Record set below:
PR #197246, opened 2026-05-12
[PseudoProbe] Preserve pseudoprobe for tailcall pseudo instrs

mustartt:
Preserve probes for tail call pseudo instructions. 

On AArch64, X86, and other platforms, the lowering of tail calls requires a pseudo instruction like `TCRETURNdi`. It is often the case that `TCRETURNdi` is within its own MBB, and the direct call probe associated with that tail call is considered dangling and removed. This patch tries to preserve that.

### DIFF
--- a/llvm/lib/CodeGen/PseudoProbeInserter.cpp
+++ b/llvm/lib/CodeGen/PseudoProbeInserter.cpp
@@ -28,6 +28,14 @@
 using namespace llvm;
 
 namespace {
+
+// A real instruction is a non-meta, non-pseudo instruction. Calls (including
+// call pseudos like tail-call returns) are also treated as real because they
+// expand to a branch and any preceding call probe must be preserved.
+static bool isCallOrRealInstruction(const MachineInstr &MI) {
+  return MI.isCall() || (!MI.isPseudo() && !MI.isMetaInstruction());
+}
+
 class PseudoProbeInserter : public MachineFunctionPass {
 public:
   static char ID;
@@ -56,7 +64,7 @@ public:
       for (MachineInstr &MI : MBB) {
         // Pseudo instructions like TCRETURNdi results in a branch instruction
         // and the call probe for that tail call should be preserved.
-        if ((!MI.isPseudo() && !MI.isMetaInstruction()) || MI.isCall())
+        if (isCallOrRealInstruction(MI))
           FirstInstr = &MI;
         if (MI.isCall()) {
           if (DILocation *DL = MI.getDebugLoc()) {
@@ -92,8 +100,10 @@ public:
         auto MII = MBB.rbegin();
         while (MII != MBB.rend()) {
           // Skip all pseudo probes followed by a real instruction since they
-          // are not dangling.
-          if (!MII->isPseudo())
+          // are not dangling. Treat call pseudos (e.g. tail-call returns)
+          // as real instructions to keep this consistent with the forward
+          // scan above.
+          if (isCallOrRealInstruction(*MII))
             break;
           auto Cur = MII++;
           if (Cur->getOpcode() != TargetOpcode::PSEUDO_PROBE)
--- a/llvm/lib/CodeGen/PseudoProbeInserter.cpp
+++ b/llvm/lib/CodeGen/PseudoProbeInserter.cpp
@@ -54,7 +54,7 @@ public:
     for (MachineBasicBlock &MBB : MF) {
       MachineInstr *FirstInstr = nullptr;
       for (MachineInstr &MI : MBB) {
-        // Pseudo instructions like TCRETURNbi results in a branch instruction
+        // Pseudo instructions like TCRETURNdi results in a branch instruction
         // and the call probe for that tail call should be preserved.
         if ((!MI.isPseudo() && !MI.isMetaInstruction()) || MI.isCall())
           FirstInstr = &MI;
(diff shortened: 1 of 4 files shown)


aaupov (approved):
LGTM but let's give a couple of days to other reviewers

llvm/test/Transforms/SampleProfile/pseudo-probe-tailcall.ll
apolloww: Since this affects x86 as well, could you drop this or include x86 as well?

Alternatively, you can move the test to `CodeGen/AArch64` and then have a similar one for `X86`.

llvm/lib/CodeGen/PseudoProbeInserter.cpp
```diff
@@ -54,7 +54,9 @@ class PseudoProbeInserter : public MachineFunctionPass {
     for (MachineBasicBlock &MBB : MF) {
       MachineInstr *FirstInstr = nullptr;
       for (MachineInstr &MI : MBB) {
-        if (!MI.isPseudo())
+        // Pseudo instructions like TCRETURNbi results in a branch instruction
```
apolloww: nit: `TCRETURNdi` insead of `TCRETURNbi`

llvm/lib/CodeGen/PseudoProbeInserter.cpp
```diff
@@ -54,7 +54,9 @@ class PseudoProbeInserter : public MachineFunctionPass {
...
+        // and the call probe for that tail call should be preserved.
+        if ((!MI.isPseudo() && !MI.isMetaInstruction()) || MI.isCall())
```
apolloww: The PR tried to preserve probes for tail call, but there are other pseudo instructions also meet the condition of `isCall()`, such as `PATCHPOINT`, `STATEPOINT`, `STACKMAP`(this creates a label and NOPs), etc. Would that be an issue?

llvm/test/Transforms/SampleProfile/pseudo-probe-tailcall.ll
apolloww: nit: foo_tail

llvm/lib/CodeGen/PseudoProbeInserter.cpp
mustartt: I don't believe this is a problem. `PATCHPOINT, STATEPOINT, STACKMAP` creates NOPs, which results in an instruction in the final output, even if it's a NOP. 
This is arguably more correct, as the profiler can land on these ranges that contains NOPs and still get range samples out of the MBB, instead of having the pseudo probes removed. 

All the other pseudo instructions that are calls all lower to an actual call or NOPs.

llvm/lib/CodeGen/PseudoProbeInserter.cpp
```diff
@@ -54,7 +54,9 @@ class PseudoProbeInserter : public MachineFunctionPass {
     for (MachineBasicBlock &MBB : MF) {
       MachineInstr *FirstInstr = nullptr;
       for (MachineInstr &MI : MBB) {
-        if (!MI.isPseudo())
+        // Pseudo instructions like TCRETURNdi results in a branch instruction
+        // and the call probe for that tail call should be preserved.
+        if ((!MI.isPseudo() && !MI.isMetaInstruction()) || MI.isCall())
```
HighW4y2H3ll: Is this change only intended to handle `TCRETURNdi` pseudo instruction? Looks like they will just be replace to a branch instruction in the backend, so it's not really a call in the binary.
https://github.com/llvm/llvm-project/blob/849e5c5fc623bc8713d3a51e1747778faee51610/llvm/lib/Target/X86/X86InstrControl.td#L285
https://github.com/llvm/llvm-project/blob/ccc903863af2335e1ff7bb0dc65ebc1fc0ec6e57/llvm/lib/Target/ARM/ARMInstrInfo.td#L2805
https://github.com/llvm/llvm-project/blob/ccc903863af2335e1ff7bb0dc65ebc1fc0ec6e57/llvm/lib/Target/ARM/ARMExpandPseudoInsts.cpp#L2275-L2277

Could you share what issue you are running into that has to emit a call probe for tail call? because in the llvm-profgen, there are specifically code to handle tail calls and infer missing frames when generating CS profile:
https://reviews.llvm.org/D139367

tobias-stadler: We are losing the call target samples for these tail calls, even though we can extract this information from the LBRs. Without a probe on the tail call, there is no place to attribute the CalledTargetSamples to. This issue also affects the non-CS profiles.

mustartt:
Gentle ping

HighW4y2H3ll:
Sorry for getting back late. Just trying to be careful here since this change might be affecting a lot of places.. Looks like the check happens to mirror the `isCallOrRealInstruction` from X86AvoidTrailingCall.cpp which i think makes sense. https://github.com/llvm/llvm-project/blob/2d9407bb56b79645a6d6700d90e1626ae894b5ac/llvm/lib/Target/X86/X86AvoidTrailingCall.cpp#L77 but might be good to get a second opinion from the other reviewers since I'm not very familiar with the different pseudos and meta instructions..

It also looks like right now the order of block probe and call probe is reversed... Maybe you'd also want to update the condition here to be consistent?
https://github.com/llvm/llvm-project/blob/0df8d4730a29d76098db1b450bf68016ec261880/llvm/lib/CodeGen/PseudoProbeInserter.cpp#L94

mustartt:
> It also looks like right now the order of block probe and call probe is reversed... Maybe you'd also want to update the condition here to be consistent?
> 
> https://github.com/llvm/llvm-project/blob/0df8d4730a29d76098db1b450bf68016ec261880/llvm/lib/CodeGen/PseudoProbeInserter.cpp#L94

Thanks for taking a look @HighW4y2H3ll. I updated the second call site that also requires it, and the order looks right now.

HighW4y2H3ll (approved):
End of Record set.
◆ **What you will do**
Output all of the records above exactly as they appear.

◆ **The completed task**
PR #197246, opened 2026-05-12
[PseudoProbe] Preserve pseudoprobe for tailcall pseudo instrs

mustartt:
Preserve probes for tail call pseudo instructions. 

On AArch64, X86, and other platforms, the lowering of tail calls requires a pseudo instruction like `TCRETURNdi`. It is often the case that `TCRETURNdi` is within its own MBB, and the direct call probe associated with that tail call is considered dangling and removed. This patch tries to preserve that.

### DIFF
--- a/llvm/lib/CodeGen/PseudoProbeInserter.cpp
+++ b/llvm/lib/CodeGen/PseudoProbeInserter.cpp
@@ -28,6 +28,14 @@
 using namespace llvm;
 
 namespace {
+
+// A real instruction is a non-meta, non-pseudo instruction. Calls (including
+// call pseudos like tail-call returns) are also treated as real because they
+// expand to a branch and any preceding call probe must be preserved.
+static bool isCallOrRealInstruction(const MachineInstr &MI) {
+  return MI.isCall() || (!MI.isPseudo() && !MI.isMetaInstruction());
+}
+
 class PseudoProbeInserter : public MachineFunctionPass {
 public:
   static char ID;
@@ -56,7 +64,7 @@ public:
       for (MachineInstr &MI : MBB) {
         // Pseudo instructions like TCRETURNdi results in a branch instruction
         // and the call probe for that tail call should be preserved.
-        if ((!MI.isPseudo() && !MI.isMetaInstruction()) || MI.isCall())
+        if (isCallOrRealInstruction(MI))
           FirstInstr = &MI;
         if (MI.isCall()) {
           if (DILocation *DL = MI.getDebugLoc()) {
@@ -92,8 +100,10 @@ public:
         auto MII = MBB.rbegin();
         while (MII != MBB.rend()) {
           // Skip all pseudo probes followed by a real instruction since they
-          // are not dangling.
-          if (!MII->isPseudo())
+          // are not dangling. Treat call pseudos (e.g. tail-call returns)
+          // as real instructions to keep this consistent with the forward
+          // scan above.
+          if (isCallOrRealInstruction(*MII))
             break;
           auto Cur = MII++;
           if (Cur->getOpcode() != TargetOpcode::PSEUDO_PROBE)
--- a/llvm/lib/CodeGen/PseudoProbeInserter.cpp
+++ b/llvm/lib/CodeGen/PseudoProbeInserter.cpp
@@ -54,7 +54,7 @@ public:
     for (MachineBasicBlock &MBB : MF) {
       MachineInstr *FirstInstr = nullptr;
       for (MachineInstr &MI : MBB) {
-        // Pseudo instructions like TCRETURNbi results in a branch instruction
+        // Pseudo instructions like TCRETURNdi results in a branch instruction
         // and the call probe for that tail call should be preserved.
         if ((!MI.isPseudo() && !MI.isMetaInstruction()) || MI.isCall())
           FirstInstr = &MI;
(diff shortened: 1 of 4 files shown)


aaupov (approved):
LGTM but let's give a couple of days to other reviewers

llvm/test/Transforms/SampleProfile/pseudo-probe-tailcall.ll
apolloww: Since this affects x86 as well, could you drop this or include x86 as well?

Alternatively, you can move the test to `CodeGen/AArch64` and then have a similar one for `X86`.

llvm/lib/CodeGen/PseudoProbeInserter.cpp
```diff
@@ -54,7 +54,9 @@ class PseudoProbeInserter : public MachineFunctionPass {
     for (MachineBasicBlock &MBB : MF) {
       MachineInstr *FirstInstr = nullptr;
       for (MachineInstr &MI : MBB) {
-        if (!MI.isPseudo())
+        // Pseudo instructions like TCRETURNbi results in a branch instruction
```
apolloww: nit: `TCRETURNdi` insead of `TCRETURNbi`

llvm/lib/CodeGen/PseudoProbeInserter.cpp
```diff
@@ -54,7 +54,9 @@ class PseudoProbeInserter : public MachineFunctionPass {
...
+        // and the call probe for that tail call should be preserved.
+        if ((!MI.isPseudo() && !MI.isMetaInstruction()) || MI.isCall())
```
apolloww: The PR tried to preserve probes for tail call, but there are other pseudo instructions also meet the condition of `isCall()`, such as `PATCHPOINT`, `STATEPOINT`, `STACKMAP`(this creates a label and NOPs), etc. Would that be an issue?

llvm/test/Transforms/SampleProfile/pseudo-probe-tailcall.ll
apolloww: nit: foo_tail

llvm/lib/CodeGen/PseudoProbeInserter.cpp
mustartt: I don't believe this is a problem. `PATCHPOINT, STATEPOINT, STACKMAP` creates NOPs, which results in an instruction in the final output, even if it's a NOP. 
This is arguably more correct, as the profiler can land on these ranges that contains NOPs and still get range samples out of the MBB, instead of having the pseudo probes removed. 

All the other pseudo instructions that are calls all lower to an actual call or NOPs.

llvm/lib/CodeGen/PseudoProbeInserter.cpp
```diff
@@ -54,7 +54,9 @@ class PseudoProbeInserter : public MachineFunctionPass {
     for (MachineBasicBlock &MBB : MF) {
       MachineInstr *FirstInstr = nullptr;
       for (MachineInstr &MI : MBB) {
-        if (!MI.isPseudo())
+        // Pseudo instructions like TCRETURNdi results in a branch instruction
+        // and the call probe for that tail call should be preserved.
+        if ((!MI.isPseudo() && !MI.isMetaInstruction()) || MI.isCall())
```
HighW4y2H3ll: Is this change only intended to handle `TCRETURNdi` pseudo instruction? Looks like they will just be replace to a branch instruction in the backend, so it's not really a call in the binary.
https://github.com/llvm/llvm-project/blob/849e5c5fc623bc8713d3a51e1747778faee51610/llvm/lib/Target/X86/X86InstrControl.td#L285
https://github.com/llvm/llvm-project/blob/ccc903863af2335e1ff7bb0dc65ebc1fc0ec6e57/llvm/lib/Target/ARM/ARMInstrInfo.td#L2805
https://github.com/llvm/llvm-project/blob/ccc903863af2335e1ff7bb0dc65ebc1fc0ec6e57/llvm/lib/Target/ARM/ARMExpandPseudoInsts.cpp#L2275-L2277

Could you share what issue you are running into that has to emit a call probe for tail call? because in the llvm-profgen, there are specifically code to handle tail calls and infer missing frames when generating CS profile:
https://reviews.llvm.org/D139367

tobias-stadler: We are losing the call target samples for these tail calls, even though we can extract this information from the LBRs. Without a probe on the tail call, there is no place to attribute the CalledTargetSamples to. This issue also affects the non-CS profiles.

mustartt:
Gentle ping

HighW4y2H3ll:
Sorry for getting back late. Just trying to be careful here since this change might be affecting a lot of places.. Looks like the check happens to mirror the `isCallOrRealInstruction` from X86AvoidTrailingCall.cpp which i think makes sense. https://github.com/llvm/llvm-project/blob/2d9407bb56b79645a6d6700d90e1626ae894b5ac/llvm/lib/Target/X86/X86AvoidTrailingCall.cpp#L77 but might be good to get a second opinion from the other reviewers since I'm not very familiar with the different pseudos and meta instructions..

It also looks like right now the order of block probe and call probe is reversed... Maybe you'd also want to update the condition here to be consistent?
https://github.com/llvm/llvm-project/blob/0df8d4730a29d76098db1b450bf68016ec261880/llvm/lib/CodeGen/PseudoProbeInserter.cpp#L94

mustartt:
> It also looks like right now the order of block probe and call probe is reversed... Maybe you'd also want to update the condition here to be consistent?
> 
> https://github.com/llvm/llvm-project/blob/0df8d4730a29d76098db1b450bf68016ec261880/llvm/lib/CodeGen/PseudoProbeInserter.cpp#L94

Thanks for taking a look @HighW4y2H3ll. I updated the second call site that also requires it, and the order looks right now.

HighW4y2H3ll (approved):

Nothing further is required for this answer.